PR #114, opened 2021-03-09
Assets update + home domain override

quietbits:
- Add asset modal:
  - accepts home domain and/or issuer public key,
  - added validation (only valid assets will be added through the form).
- Some refactoring to improve add asset flow.
- Disable trust asset action if the account wasn't created.
- Show invalid asset on the UI with option to remove it (previously it was ignored and the only option to remove it was to do it manually from the URL).
  - Adding invalid assets is only possible through URL.
 
image

Home domain override

image


src/components/UntrustedBalance.tsx
```diff
@@ -105,31 +142,57 @@ export const UntrustedBalance = ({
...
+                handleActionChange({
+                  actionId: AssetActionId.TRUST_ASSET,
+                  asset,
+                })
+              }
+              disabled={
+                account.isUnfunded ||
+                Boolean(activeAsset.asset) ||
+                trustAsset.status === ActionStatus.PENDING
+              }
```
piyalbasu, line 167: v small - i liked what you did with `formIsEmpty` above. Since you have 2 similar disabled statements, might be nice to do:
```
const assetNotFound = Boolean(activeAsset.asset) || trustAsset.status === ActionStatus.PENDING; 
// with a more descriptive var name lol

disabled = {account.isUnfunded || assetNotFound}
```

src/components/UntrustedBalance.tsx
```diff
@@ -105,31 +142,57 @@ export const UntrustedBalance = ({
...
+            asset={asset}
+          >
+            <TextButton
+              onClick={() =>
+                handleActionChange({
+                  actionId: AssetActionId.REMOVE_ASSET,
+                  asset,
+                })
+              }
+              disabled={
```
piyalbasu, line 186: and
```
disabled={assetNotFound}
```

piyalbasu (approved):

JakeUrban (approved):
Looks good to me 👍

src/components/UntrustedBalance.tsx
quietbits: Yeah, this one got a little long. 😅 A variable there will make it much more clear. 👍

quietbits:
@piyalbasu @JakeUrban please check this PR again. I know it's a pretty big one but it didn't make sense to split this into multiple PRs because the previous update got changed again, etc. I tried to split the updates in commits, so hopefully, that will help a bit. 🙏

leighmcculloch:
For a developer/user of the demo wallet it would simplify the UI a little if the domain and issuer public key were considered one and the same, and then the user doesn't have to identify that some fields are a one-of required.

Right now the UI looks like this:
Screen Shot 2021-03-18 at 10 50 36 AM

We don't need to explain the OR relationship at the top if you combine the two:
Screen Shot 2021-03-18 at 10 53 07 AM

G addresses and domains are distinguishable, so it should be possible to tell them apart.

src/helpers/getCurrenciesFromDomain.ts
```diff
@@ -0,0 +1,38 @@
+import { Asset, StellarTomlResolver } from "stellar-sdk";
```
piyalbasu, line 1: i didn't know stellar-sdk had a toml resolver! I wrote my own last night because I'm doing something similar in Freighter 😭 😆

src/helpers/getCurrenciesFromDomain.ts
```diff
@@ -0,0 +1,38 @@
...
+
+export const getCurrenciesFromDomain = async (
+  homeDomain: string,
```
piyalbasu, line 4: it would actually be great to share this function in Freighter (and other apps that need it). I wonder if it makes sense to add this to stellar-sdk or some other shared util library. I'll create a ticket for myself to start thinking about that. 

I'm sure there are other instances where we're duplicating a lot of the same things

piyalbasu (approved):

src/helpers/getCurrenciesFromDomain.ts
quietbits: Oh no...

src/helpers/getCurrenciesFromDomain.ts
quietbits: 💯 Agree with this.

leighmcculloch: 💯 It would be awesome to add this to the js-stellar-sdk.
● ● ● ●
■ **What you will do**: Output the entries above in their entirety, exactly as written.

■ **Response to this exercise**:
PR #114, opened 2021-03-09
Assets update + home domain override

quietbits:
- Add asset modal:
  - accepts home domain and/or issuer public key,
  - added validation (only valid assets will be added through the form).
- Some refactoring to improve add asset flow.
- Disable trust asset action if the account wasn't created.
- Show invalid asset on the UI with option to remove it (previously it was ignored and the only option to remove it was to do it manually from the URL).
  - Adding invalid assets is only possible through URL.
 
image

Home domain override

image


src/components/UntrustedBalance.tsx
```diff
@@ -105,31 +142,57 @@ export const UntrustedBalance = ({
...
+                handleActionChange({
+                  actionId: AssetActionId.TRUST_ASSET,
+                  asset,
+                })
+              }
+              disabled={
+                account.isUnfunded ||
+                Boolean(activeAsset.asset) ||
+                trustAsset.status === ActionStatus.PENDING
+              }
```
piyalbasu, line 167: v small - i liked what you did with `formIsEmpty` above. Since you have 2 similar disabled statements, might be nice to do:
```
const assetNotFound = Boolean(activeAsset.asset) || trustAsset.status === ActionStatus.PENDING; 
// with a more descriptive var name lol

disabled = {account.isUnfunded || assetNotFound}
```

src/components/UntrustedBalance.tsx
```diff
@@ -105,31 +142,57 @@ export const UntrustedBalance = ({
...
+            asset={asset}
+          >
+            <TextButton
+              onClick={() =>
+                handleActionChange({
+                  actionId: AssetActionId.REMOVE_ASSET,
+                  asset,
+                })
+              }
+              disabled={
```
piyalbasu, line 186: and
```
disabled={assetNotFound}
```

piyalbasu (approved):

JakeUrban (approved):
Looks good to me 👍

src/components/UntrustedBalance.tsx
quietbits: Yeah, this one got a little long. 😅 A variable there will make it much more clear. 👍

quietbits:
@piyalbasu @JakeUrban please check this PR again. I know it's a pretty big one but it didn't make sense to split this into multiple PRs because the previous update got changed again, etc. I tried to split the updates in commits, so hopefully, that will help a bit. 🙏

leighmcculloch:
For a developer/user of the demo wallet it would simplify the UI a little if the domain and issuer public key were considered one and the same, and then the user doesn't have to identify that some fields are a one-of required.

Right now the UI looks like this:
Screen Shot 2021-03-18 at 10 50 36 AM

We don't need to explain the OR relationship at the top if you combine the two:
Screen Shot 2021-03-18 at 10 53 07 AM

G addresses and domains are distinguishable, so it should be possible to tell them apart.

src/helpers/getCurrenciesFromDomain.ts
```diff
@@ -0,0 +1,38 @@
+import { Asset, StellarTomlResolver } from "stellar-sdk";
```
piyalbasu, line 1: i didn't know stellar-sdk had a toml resolver! I wrote my own last night because I'm doing something similar in Freighter 😭 😆

src/helpers/getCurrenciesFromDomain.ts
```diff
@@ -0,0 +1,38 @@
...
+
+export const getCurrenciesFromDomain = async (
+  homeDomain: string,
```
piyalbasu, line 4: it would actually be great to share this function in Freighter (and other apps that need it). I wonder if it makes sense to add this to stellar-sdk or some other shared util library. I'll create a ticket for myself to start thinking about that. 

I'm sure there are other instances where we're duplicating a lot of the same things

piyalbasu (approved):

src/helpers/getCurrenciesFromDomain.ts
quietbits: Oh no...

src/helpers/getCurrenciesFromDomain.ts
quietbits: 💯 Agree with this.

leighmcculloch: 💯 It would be awesome to add this to the js-stellar-sdk.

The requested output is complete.